> ACTION ITEM
What follows is a set of records; copy all of it exactly.

Stored data:

PR #591, opened 2026-06-03
fix(dev): bake WalletConnect project ID into frontend dev builds

bussyjd:
## Summary
Redo of #579, scoped to the **local dev iteration** path. `just dev-frontend` / `dev-frontend-rebuild` build the local FE image but never passed `NEXT_PUBLIC_WALLET_CONNECT_PROJECT_ID`, so dev images shipped with the wallet UI disabled — even though the FE `Dockerfile` already consumes the arg (`ARG` → `ENV` → `pnpm run build`).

> ANSWER BELOW
PR #591, opened 2026-06-03
fix(dev): bake WalletConnect project ID into frontend dev builds

bussyjd:
## Summary
Redo of #579, scoped to the **local dev iteration** path. `just dev-frontend` / `dev-frontend-rebuild` build the local FE image but never passed `NEXT_PUBLIC_WALLET_CONNECT_PROJECT_ID`, so dev images shipped with the wallet UI disabled — even though the FE `Dockerfile` already consumes the arg (`ARG` → `ENV` → `pnpm run build`).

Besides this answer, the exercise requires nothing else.